--- What is expected ---
Repeat the listing below word for word, stopping after the line that contains "Also, side note".
═════ Records for this exercise
PR #5723, opened 2018-10-27
Convert some system utilities to ts

NullVoxPopuli:
This is just some of the smaller utilities


addon/-private/system/is-array-like.ts
```diff
@@ -11,7 +16,7 @@ import EmberArray from '@ember/array';
   https://github.com/emberjs/ember.js/pull/11463 `Ember.isArray` is an alias of
   `Array.isArray` hence removing the "array-like" part.
  */
-export default function isArrayLike(obj) {
+export default function isArrayLike(obj?: MaybeArrayLike) {
```
NullVoxPopuli: @chriskrycho / @mike-north / @dfreeman not really sure how to type this one.

Also, side note - the check for setInterval is strange to me. Are we passing window at some point to this function??

addon/-private/system/normalize-link.ts
```diff
@@ -10,7 +18,7 @@
   @return {Object|null}
```
NullVoxPopuli: the documentation says that link should be a string, but the code says it can be an object. 
She these docs be updated?

types/dummy/index.d.ts
```diff
@@ -3,3 +3,15 @@
  * ember-data. They will not be shipped to consumers. Ember-data still relies
  * on some private Ember APIs -- those should be defined here as we encounter them.
  */
+
```
NullVoxPopuli: these do not exist in the ember.js repo / or the mixin system is throwing TS off (which I think is the case for detect?)

addon/-private/system/is-array-like.ts
chriskrycho: Correct: the point of `unknown` is that you have no idea what is passed in. You can get safer internally by way of [type narrowing](http://www.typescriptlang.org/docs/handbook/advanced-types.html#type-guards-and-differentiating-types).

types/dummy/index.d.ts
dfreeman: I don't see a `detect` function being exported from `@ember/array` either in [the API docs](https://emberjs.com/api/ember/release/modules/@ember%2Farray) or in the [RFC 176 data](https://github.com/ember-cli/ember-rfc176-data); does importing that actually work?

Re: `@ember/ordered-set`, that's [a standalone package](https://github.com/emberjs/ember-ordered-set), not a part of core Ember.

rwjblue: FWIW, `detect` is on `Mixin` [see here](https://github.com/emberjs/ember.js/blob/19f5c8919052d1acea9147b341dbbc8009c34f59/packages/%40ember/-internals/metal/lib/mixin.ts#L606) (and therefore `Ember.Array` mixin does have a `.detect` method).  Not sure if that was the specific question though...

dfreeman: Right, but this declaration is saying you should be able to `import { detect } from '@ember/array';` (which afaik you can't, since `detect` is a method on the mixin, not a module export, right? 🙂)

rwjblue: Yep, I totally missed that this was an import. I'll put my history lessons away, sorry for the noise 😸

addon/-private/system/diff-array.ts
```diff
@@ -10,7 +16,7 @@
       removedCount: <integer>       // 0 if no change
     }
 */
-export default function diffArray(oldArray, newArray) {
+export default function diffArray<T = any>(oldArray: T[], newArray: T[]): ArrayDiffResult {
```
mike-north: in what scenario will `T` fail to be inferred?

addon/-private/system/normalize-link.ts
```diff
@@ -1,3 +1,11 @@
+export interface Link {
+  href: string;
+}
+
+export type NormalizedLink =
+| Link
+| null;
```
mike-north: Should use some centrally defined Maybe<T>, rather than defining and exporting a new type alias

addon/-private/system/coerce-id.ts
```diff
@@ -1,10 +1,16 @@
+export type DirtyId =
+| null
+| undefined
+| string
+| number;
```
mike-north: I see a lot of named & exported interfaces in situations where we need these types _once_. We should decide whether this will cause needless clutter in e-d's internal API surface, compared to something like 
```ts
type Maybe<T> = T | null; // defined somewhere else

export default function coerceId(id?: Maybe<string|number>): Maybe<string>;
```

addon/-private/system/normalize-link.ts
```diff
@@ -10,7 +18,7 @@
   @return {Object|null}
   @for DS
 */
-export default function _normalizeLink(link) {
+export default function _normalizeLink(link: Link | string): NormalizedLink {
   switch (typeof link) {
     case 'object':
       return link;
```
mike-north: an exhaustive switch should be used here http://ideasintosoftware.com/exhaustive-switch-in-typescript/

`NormalizedLink` has the potential to be null -- what value for `Link|string` could be passed as an argument, which would result in `null` being returned?

types/dummy/index.d.ts
```diff
@@ -3,3 +3,15 @@
...
+ declare module '@ember/array' {
+   export function detect(obj: any): boolean;
```
mike-north: this is probably best expressed as a user-defined type guard

addon/-private/system/is-array-like.ts
mike-north: this is probably best expressed as a user-defined type guard
```ts
function isArrayLike(obj: unknown): obj is ArrayLike
```

addon/-private/system/coerce-id.ts
NullVoxPopuli: I made a `Nullable<T>`, as `Maybe` made me feel like `undefined` would _maybe_ be included. :)

types/dummy/index.d.ts
NullVoxPopuli: do you mean `unknown` instead of `any`? :confused:

NullVoxPopuli:
image
not sure why I can't reply to this one,
but I saw that @runspired is removing array-like, so, I'll wait for that and then rebase :)

addon/-private/system/normalize-link.ts
NullVoxPopuli: done, and yes, null => null, but only because `typeof null === 'object'`

addon/-private/system/is-array-like.ts
igorT: Luckily this is a moot issue given https://github.com/emberjs/data/pull/5724

addon/-private/system/normalize-link.ts
mike-north: I'm less concerned about `typeof` than I am about type equivalence in a `"strictNullChecks": true` situation. 

```ts
const myObj1: object = null; // ❌
const myObj2: {} = null; // ❌
```

types/dummy/index.d.ts
mike-north: no, I mean
```ts
export function detect(obj: any): boolean is ArrayMixin;
```

addon/-private/system/diff-array.ts
```diff
@@ -1,3 +1,9 @@
+export interface ArrayDiffResult {
+  firstChangeIndex: number | null;
```
mike-north: This should use `Maybe<T>` or `Nullable<T>` whatever you are calling it

addon/-private/system/normalize-link.ts
NullVoxPopuli: I'm confused by your link about exhaustive switch, as it uses an enum, and has nothing to do with types.

I can explicitly check for null, which would be more intuitive than what is going on now

chriskrycho: The link is getting at the fact that you can make TS give you a *type* error if you enumerate the cases you expect, so that if you expand that number of cases later and fail to cover it, you'll *know* about it. The easiest (though not only) way to do that is with a string-valued enum; you could also do it simply with a type alias enumerating the cases.

types/dummy/index.d.ts
chriskrycho: I think you mean this:

```ts
export function detect(obj: any): obj is ArrayMixin;
```

NullVoxPopuli: but https://github.com/emberjs/ember.js/blob/9bdc0075762ac24bf18629d562548b140d0309cd/packages/%40ember/-internals/metal/lib/mixin.ts#L606

chriskrycho: `<item> is <Type>` is a specific kind of `boolean`. In this case, as I understand it, it's specifically detecting that this is an `ArrayMixin`, correct? If so, then you want the type guard form, not just `boolean`, because it lets TypeScript narrow the type so that when you call `.detect` on the other side it's confirmed to be an `ArrayMixin` from the type system's POV.

chriskrycho: See the [User-Defined Type Guards](https://www.typescriptlang.org/docs/handbook/advanced-types.html#user-defined-type-guards) section of the handbook for more.

NullVoxPopuli: oh! I understand now, the `is` syntax is a like the `where` clause in C#.
Legit

addon/-private/system/diff-array.ts
mike-north: Please remove the `= any`. There's no need for a type parameter default here.

addon/-private/system/normalize-link.ts
mike-north: we need a subject matter expert to comment on this. @runspired @igorT

addon/-private/system/diff-array.ts
mike-north: There's no need for the `= any` here.

addon/-private/system/normalize-link.ts
NullVoxPopuli: I don't know how to apply that here.
sorry for not understanding :(

addon/-private/system/diff-array.ts
NullVoxPopuli: it is removed

addon/-private/system/normalize-link.ts
chriskrycho: No worries! It's complicated and not *super* well-explained in the docs if you don't already have a frame for what's going on. I will try to write up a good explanation as well as a specific recommendation for how to implement it in this PR tomorrow!

addon/-private/system/normalize-link.ts
runspired: The docs should be updated

runspired:
Thanks for the effort! I think this PR is stale enough likely we should reboot from where we are now.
══════════
--- Result of the exercise ---
PR #5723, opened 2018-10-27
Convert some system utilities to ts

NullVoxPopuli:
This is just some of the smaller utilities


addon/-private/system/is-array-like.ts
```diff
@@ -11,7 +16,7 @@ import EmberArray from '@ember/array';
   https://github.com/emberjs/ember.js/pull/11463 `Ember.isArray` is an alias of
   `Array.isArray` hence removing the "array-like" part.
  */
-export default function isArrayLike(obj) {
+export default function isArrayLike(obj?: MaybeArrayLike) {
```
NullVoxPopuli: @chriskrycho / @mike-north / @dfreeman not really sure how to type this one.

Also, side note - the check for setInterval is strange to me. Are we passing window at some point to this function??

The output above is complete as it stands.